Issue #4049, opened 2025-10-22
File with uppercase extension not downloadable


Tshepiso-R:
**Description:**  
When a file is uploaded with an uppercase extension (e.g., FILE.CSV instead of file.csv), the attachment is not downloadable from the file list. The system seems to be case-sensitive when handling file types, which causes the download process to fail.

**Steps to Reproduce**

1. Navigate to the [form](https://linux-functional-v0-43-adminportal-test.azurewebsites.net/dynamic/Boxfusion.SheshaFunctionalTests.Common/DetailsMemberFilelIst?id=c2f8b8a4-9e9c-4575-ae0c-24fc83fcf32d)
2. Upload a file with an uppercase extension (e.g., REPORT.CSV or DATA.PDF).
3. Open your browser network
4. Attempt to download the uploaded file from the file list.

**Expected Result:**  
The file should download successfully.

**Actual Result:**  
The file is not downloadable.

File to test with:

[Interface Report 22 October 2025 (3).CSV](https://github.com/user-attachments/files/23056323/Interface.Report.22.October.2025.3.CSV)

Tshepiso-R:
@Tshepo1103-lab  @czwe-01 Please merge to 0.44 and main

yuliaGradova:
Fixed on 0.43 branch. Need to be merged to 0.44 and main

PR #4493, opened 2026-02-05
Normalize file type extensions to lowercase in StoredFileController

Tshepo1103-lab:
#4049 

## Summary by CodeRabbit

* **Bug Fixes**
  * Improved file path resolution handling for cloud storage to properly respect case sensitivity when locating files.


IvanIlyichev (changes requested):
Hi @Tshepo1103-lab. Proposed changes don't fix issue #4049.
The real reason of that issue in handling of blob name in the AzureStoredFileService
We shouln't change names of uploaded files, the user should be able to upload and download files as is without any names conversion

◇ ◇ ◇ ◇ ◇ ◇ ◇

Output the lines from the one holding "Hi @Tshepo1103-lab. Proposed" to the last line of the material, inclusive, exactly as they appear. Add no others.

→ **Response to this task**:
Hi @Tshepo1103-lab. Proposed changes don't fix issue #4049.
The real reason of that issue in handling of blob name in the AzureStoredFileService
We shouln't change names of uploaded files, the user should be able to upload and download files as is without any names conversion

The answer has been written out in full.